ASSIGNMENT: Identify each line in the records below that contains the word "client", and copy it.

SUPPLIED MATERIAL:
- - - - -

PR #17, opened 2021-09-01
introduce pipeline

### LINKED ISSUE #6: Introduce Pipeline

squeedee:
Introduce pipeline.

closes #6

~Currently blocked on: https://github.com/vmware-tanzu/cartographer/pull/16~


cirocosta:
@emmjohnson I just added copyright so we can get the tests moving, will go through it 👍

experiments/pipeline-service/pkg/apis/v1alpha1/run_template.go
```diff
@@ -51,7 +51,7 @@ type RunTemplateSpec struct {
 	//
 	// To this template are made available:
 	//
-	// 	- the pipeline object that is referencing this RunTemplate
+	// 	- the pipeline object that is referencing this RunTemplateRef
```
cirocosta: whops? I think this came from a "replace all"

```console
$ git diff main..6-introduce-pipeline  --stat
 experiments/pipeline-service/pkg/apis/v1alpha1/run_template.go                   |   4 +-
 experiments/pipeline-service/pkg/apis/v1alpha1/zz_generated.deepcopy.go          |   2 +-
```

i think there should be no changes here

cirocosta:
have you been able to consistently run the integration tests? I quite often hit this snag

```
Summarizing 1 Failure:

[Fail] Stamping a resource on Pipeline Creation a RunTemplate that produces a Resource a Pipeline that matches the RunTemplateRef [It] Stamps a new Resource
/home/cirocosta/dev/vmware-tanzu/cartographer/tests/integration/pipeline_service/pipeline_service_test.go:107

Ran 2 of 2 Specs in 10.880 seconds
FAIL! -- 1 Passed | 1 Failed | 0 Pending | 0 Skipped
--- FAIL: TestWebhookIntegration (10.88s)
FAIL
```

seems like there's some big flakiness there

pkg/apis/v1alpha1/pipeline.go
```diff
@@ -0,0 +1,79 @@
...
+}
+
+type PipelineSpec struct {
+	// +kubebuilder:validation:Required
+	RunTemplateRef TemplateReference `json:"runTemplateRef"`
+}
+
+type TemplateReference struct {
+	// +kubebuilder:validation:Enum=RunTemplate
+	Kind string `json:"kind"`
```
cirocosta: currently, this will end up generating a field in the CustomResourceDefinition that marks this as required, but I think we should make it so it's not really given that, like mentioned in the `validation`, this has only one possibility and must always be filled

currently:

```yaml
# schema.openapiv3schema.properties.spec.runtemplateref.properties ...
                required:
                - kind
                - name
                - namespace
```

so my suggestion would be

```suggestion
	Kind string `json:"kind,omitempty"`
```

and then internally deal with it, or (better, imo), get rid of this completely (especially as we're not considering `apiVersion`, thus, not fully being an "open" reference)

pkg/apis/v1alpha1/pipeline.go
```diff
@@ -0,0 +1,79 @@
...
+	// +kubebuilder:validation:MinLength=1
+	Name string `json:"name"`
+	// +kubebuilder:validation:MinLength=1
+	Namespace string `json:"namespace"`
```
cirocosta: in the same line of thinking of the comment about `kind`, I think we could make the ux better here by making the namespace not required, but rather optional, defaulting to  the same namespace as the pipeline

```suggestion
	Namespace string `json:"namespace,omitempty"`
```

pkg/apis/v1alpha1/pipeline.go
```diff
@@ -0,0 +1,79 @@
...
+
+const (
+	ReadyRunTemplateReason                            = "Ready"
+	NotFoundRunTemplateReason                         = "RunTemplateNotFound"
+	StampedObjectRejectedByAPIServerRunTemplateReason = "StampedObjectRejectedByAPIServer"
+	TemplateStampFailureRunTemplateReason             = "TemplateStampFailure"
+)
+
+// +kubebuilder:object:root=true
+// +kubebuilder:subresource:status
```
cirocosta, line 38: I usually expect to see objects to share information about their age and current highest-level status, so I usually add

```go
// +kubebuilder:printcolumn:name="Ready",type=string,JSONPath=`.status.conditions[?(@.type==\"Ready\")].status`
// +kubebuilder:printcolumn:name="Age",type=date,JSONPath=`.metadata.creationTimestamp`
```

this is something we currently _don't_ do for Workload and ClusterSupplyChain, but I think we should - makes the `kubectl` experience much better imo

pkg/controller/pipeline/reconciler.go
```diff
@@ -0,0 +1,79 @@
...
+	repository repository.Repository
+	realizer   realizerpipeline.Realizer
+}
+
+func (r *reconciler) Reconcile(ctx context.Context, request ctrl.Request) (ctrl.Result, error) {
+	logger := logr.FromContext(ctx).
+		WithValues("name", request.Name, "namespace", request.Namespace)
+	logger.Info("started")
+
+	pipeline, getPipelineError := r.repository.GetPipeline(request.Name, request.Namespace)
```
cirocosta: any reason for not using `err` here?

usually errors are not named as `err` when there's a very good reason for it (e.g., to not replace an error that was captured before that we want to return at a later point ...), but this doesn't seem to be the case

```suggestion
	pipeline, err := r.repository.GetPipeline(request.Name, request.Namespace)
```

pkg/controller/pipeline/reconciler.go
```diff
@@ -0,0 +1,79 @@
...
+
+	if kerrors.IsNotFound(getPipelineError) {
+		logger.Info("pipeline no longer exists")
+		logger.Info("finished")
```
cirocosta: rather than adding `finished` every time we're going to return, it might be worth instead going for `defer` right after `"started"` at the beginning

e.g. 

```diff
 func (r *reconciler) Reconcile(ctx context.Context, request ctrl.Request) (ctrl.Result, error) {
         logger := logr.FromContext(ctx).
                 WithValues("name", request.Name, "namespace", request.Namespace)
         logger.Info("started")
+        defer logger.Info("finished")
```

then removing all the other `finished` calls

---

_(yep, `defer`s in hot-paths were frowned upon, but now they're quite optimized https://go-review.googlesource.com/c/go/+/202340/)_

pkg/controller/pipeline/reconciler_test.go
```diff
@@ -0,0 +1,220 @@
...
+	. "github.com/onsi/gomega/gstruct"
+	kerrors "k8s.io/apimachinery/pkg/api/errors"
+	metav1 "k8s.io/apimachinery/pkg/apis/meta/v1"
+	"k8s.io/apimachinery/pkg/runtime/schema"
+	"k8s.io/apimachinery/pkg/types"
+	ctrl "sigs.k8s.io/controller-runtime"
+	"sigs.k8s.io/controller-runtime/pkg/log/zap"
+
+	"github.com/vmware-tanzu/cartographer/pkg/apis/v1alpha1"
+	. "github.com/vmware-tanzu/cartographer/pkg/controller/pipeline"
```
cirocosta: imo we should restrict dot imports to only two ocasions:

- dsls (like, ginkgo's / heredoc - actually, a bit controversial out there; imo too much dsl looks bad, but that's just me I guess)
- import cycles (see https://github.com/golang/go/wiki/CodeReviewComments#import-dot)

regardless, currently we don't do dot imports very often for the package we're testing:

```
$ find . -name "*_test.go" | echo | xargs -n1 ag -Q '. "github.com/vmware-tanzu/cartographer'
conditions/condition_manager_test.go
23:     . "github.com/vmware-tanzu/cartographer/pkg/conditions"

apis/v1alpha1/common_test.go
24:     . "github.com/vmware-tanzu/cartographer/pkg/apis/v1alpha1"

templates/interpolator_test.go
28:     . "github.com/vmware-tanzu/cartographer/pkg/utils/matchers"   //  ok, DSL, so .. a pass?

controller/pipeline/reconciler_test.go
34:     . "github.com/vmware-tanzu/cartographer/pkg/controller/pipeline"    // this one
```

out of 43 go test files

```go
$ find . -name "*_test.go" | wc -l
43
```

so I'd suggest that we don't do a dot import here as it looks like it's not necessary

pkg/controller/workload/reconciler.go
```diff
@@ -25,7 +25,7 @@ import (
 
 	"github.com/vmware-tanzu/cartographer/pkg/apis/v1alpha1"
 	"github.com/vmware-tanzu/cartographer/pkg/conditions"
-	"github.com/vmware-tanzu/cartographer/pkg/realizer"
+	realizerworkload "github.com/vmware-tanzu/cartographer/pkg/realizer/workload"
```
cirocosta: I noticed that under each package we're naming the import after the name of the controller

I wonder if that's a smell that the way we broke the modules down are not after the domain they're working on, but instead, the "thing they are"

regardless, I'd suggest keeping

```suggestion
	realizer "github.com/vmware-tanzu/cartographer/pkg/realizer/workload"
```

but no strong opinions really

pkg/realizer/pipeline/realizer_test.go
```diff
@@ -0,0 +1,215 @@
...
+	Context("with a valid RunTemplate", func() {
+		BeforeEach(func() {
+			templateAPI := &v1alpha1.RunTemplate{
+				Spec: v1alpha1.RunTemplateSpec{
+					Template: runtime.RawExtension{
+						Raw: []byte(D(`{
+								"apiVersion": "v1",
+								"kind": "ConfigMap",
+								"metadata": { "generateName": "my-stamped-resource-" },
+								"data": { "has": "data" }
```
cirocosta, line 71: _very very_ minor nit

```diff
diff --git a/pkg/realizer/pipeline/realizer_test.go b/pkg/realizer/pipeline/realizer_test.go
index 17c591a..21d2162 100644
--- a/pkg/realizer/pipeline/realizer_test.go
+++ b/pkg/realizer/pipeline/realizer_test.go
@@ -69,7 +69,8 @@ var _ = Describe("Reconcile", func() {
                                                                "kind": "ConfigMap",
                                                                "metadata": { "generateName": "my-stamped-resource-" },
                                                                "data": { "has": "data" }
-                                                       }`)),
+                                                       }`,
+                                               )),
                                        },
                                },
                        }
```

pkg/registrar/registrar.go
```diff
@@ -115,6 +121,28 @@ func registerSupplyChainController(mgr manager.Manager) error {
...
+	})
+	if err != nil {
+		return fmt.Errorf("controller new [pipeline-service]: %w", err)
+	}
+
+	if err := ctrl.Watch(
+		&source.Kind{Type: &v1alpha1.Pipeline{}},
+		&handler.EnqueueRequestForObject{},
+	); err != nil {
+		return fmt.Errorf("watch [pipeline-service]: %w", err)
```
cirocosta, line 138: I don't think we use `[__]` anywhere

```console
$ ag -Q ' [' | grep fmt | grep \\[
registrar/registrar.go:131:             return fmt.Errorf("controller new [pipeline-service]: %w", err)
registrar/registrar.go:138:             return fmt.Errorf("watch [pipeline-service]: %w", err)
```

```suggestion
		return fmt.Errorf("watch pipeline-service: %w", err)
```

same for the error above on line 131

pkg/repository/repository.go
```diff
@@ -118,6 +126,29 @@ func (r *repository) GetTemplate(ref v1alpha1.TemplateReference) (templates.Temp
...
 }
 
+// FIXME: Probably should not return a templates.Template, not sure it adheres to interface
+func (r *repository) GetTemplate(ref v1alpha1.TemplateReference) (templates.Template, error) {
+	apiTemplate, err := v1alpha1.GetAPITemplate(ref.Kind)
+	if err != nil {
+		return nil, fmt.Errorf("get api template: %w", err)
+	}
+
+	err = r.cl.Get(context.TODO(), client.ObjectKey{
```
cirocosta, line 136: for me the rule of thumb is that for anything that  might be blocking and you / some caller might want to cancel, a context should be passed from the arguments down to that function[^1], which nowadays is pretty much what you'd expect for any go library touching the network (yeah i know, it _might_ not touch the network given the cache, but, interface-wise, it should take it anyway imo)

I think there's a bigger story here for passing `ctx` to all methods of this interface, but, leaving the comment so we don't forget about it

[^1]: sure, there are exceptions like  filesystem syscalls that yeah .. can block .. might block ... but standard go apis don't give you that granularity and .. it's very unlikely that there'll be problems

pkg/repository/repository.go
```diff
@@ -118,6 +126,29 @@ func (r *repository) GetTemplate(ref v1alpha1.TemplateReference) (templates.Temp
...
+		Name:      ref.Name,
+		Namespace: ref.Namespace,
+	}, apiTemplate)
+	if err != nil {
+		return nil, fmt.Errorf("get: %w", err)
+	}
+
+	template, err := templates.NewModelFromAPI(apiTemplate)
+	if err != nil {
+		return nil, fmt.Errorf("NewModelFromAPI: %w", err)
```
cirocosta: i don't think we wrap with pascal-case anywhere, e.g.

```console
$ ag -Q 'fmt.Errorf'
controller/workload/reconciler.go
63:             return ctrl.Result{}, fmt.Errorf("get workload: %w", err)
75:             return r.completeReconciliation(reconcileCtx, workload, fmt.Errorf("get object gvk: %w", err))
126:                            return ctrl.Result{}, fmt.Errorf("update workload status: %w", updateErr)
138:            return ctrl.Result{}, fmt.Errorf("workload not ready")
150:    return fmt.Errorf("supply-chain is not in ready condition")
156:            return nil, fmt.Errorf("workload is missing required labels")
164:                    return nil, fmt.Errorf("get supply chain by label: %w", err)
166:                    return nil, fmt.Errorf("no supply chain found where full selector is satisfied by labels: %v", workload.Labels)
170:            return nil, fmt.Errorf("too many supply chains match the workload selector")

registrar/map_functions.go
53:             mapper.Logger.Error(fmt.Errorf("client list: %w", err), "cluster supply chain to workload requests: client list")

registrar/registrar.go
50:             return fmt.Errorf("cartographer v1alpha1 add to scheme: %w", err)
58:             return fmt.Errorf("register workload controller: %w", err)
62:             return fmt.Errorf("register supply-chain controller: %w", err)
66:             return fmt.Errorf("register pipeline-service controller: %w", err)
79:             return fmt.Errorf("controller new: %w", err)
86:             return fmt.Errorf("watch: %w", err)
98:             return fmt.Errorf("watch: %w", err)
111:            return fmt.Errorf("controller new: %w", err)
118:            return fmt.Errorf("watch: %w", err)
131:            return fmt.Errorf("controller new [pipeline-service]: %w", err)
138:            return fmt.Errorf("watch [pipeline-service]: %w", err)
150:            return fmt.Errorf("index supply chain resource: %w", err)
168:            return fmt.Errorf("index field supply-chain.selector: %w", err)
```

which closely follows go std libs, e.g.,

```
func main() {
        err := http.ListenAndServe("__", nil)
        fmt.Println(err)
}
```

yields

```
listen tcp: address __: missing port in address
```

suggestion:

```suggestion
		return nil, fmt.Errorf("new model from api: %w", err)
```

tests/integration/pipeline_service/pipeline_service_test.go
```diff
@@ -0,0 +1,152 @@
...
+				apiVersion: carto.run/v1alpha1
+				kind: RunTemplate
+				metadata:
+				  namespace: %s
+				  name: my-run-template
+				spec:
+  				  template:
+  				    apiVersion: v1
+  				    kind: ConfigMap
+  				    metadata:
```
cirocosta: I think the reason why this looks strange is due to the mix of tabs and spaces

currently, looks like:
Screen Shot 2021-09-08 at 5 08 48 PM

but should be:

Screen Shot 2021-09-08 at 5 08 10 PM

(^ output from `:set list` in vim)

cirocosta (commented):
left a few comments, mostly nitpicking, but if there's one thing I'd take a deeper look into is the requirement of `kind` and `namespace` in the `runTemplateRef` - I think `kind` should not exist and `namespace` should be optional defaulting to `default`

let me know what you think 😁  good stuff! thx!

pkg/repository/repository.go
emmjohnson: Going to leave this for now and create a new issue to talk about context in repository. Currently they are all TODO

emmjohnson: Not going to address this now. I have opened up issue - https://github.com/vmware-tanzu/cartographer/issues/89

pkg/apis/v1alpha1/pipeline.go
emmjohnson: We have created an issue for this - https://github.com/vmware-tanzu/cartographer/issues/90

pkg/controller/workload/reconciler.go
emmjohnson: We definitely have some work/refactoring to do in the realizer. I have changed all the import names except in registrar.go

emmjohnson (approved):

emmjohnson:
> have you been able to consistently run the integration tests? I quite often hit this snag
> 
> ```
> Summarizing 1 Failure:
> 
> [Fail] Stamping a resource on Pipeline Creation a RunTemplate that produces a Resource a Pipeline that matches the RunTemplateRef [It] Stamps a new Resource
> /home/cirocosta/dev/vmware-tanzu/cartographer/tests/integration/pipeline_service/pipeline_service_test.go:107
> 
> Ran 2 of 2 Specs in 10.880 seconds
> FAIL! -- 1 Passed | 1 Failed | 0 Pending | 0 Skipped
> --- FAIL: TestWebhookIntegration (10.88s)
> FAIL
> ```
> 
> seems like there's some big flakiness there

So this is indeed not flakey and just a real failure. The update status call is requeueing the pipeline for reconcillation. This is in turn creating another stamped resource for the runtemplate. This is probably an infinite cycle. We will address this in very next PR. 😔 

Making the test "pass" for now.

cirocosta:
thx for taking the comments into consideration! 

current check failure:

Screen Shot 2021-09-09 at 12 05 24 PM


blaaaah 😅 

---

> _**emmjohnson** [...] This is probably an infinite cycle. We will address this in very next PR. 😔_

no worries, sgtm 😁

cirocosta (approved):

- - - - -

RESPONSE TO THIS TASK:
+	err = r.cl.Get(context.TODO(), client.ObjectKey{
53:             mapper.Logger.Error(fmt.Errorf("client list: %w", err), "cluster supply chain to workload requests: client list")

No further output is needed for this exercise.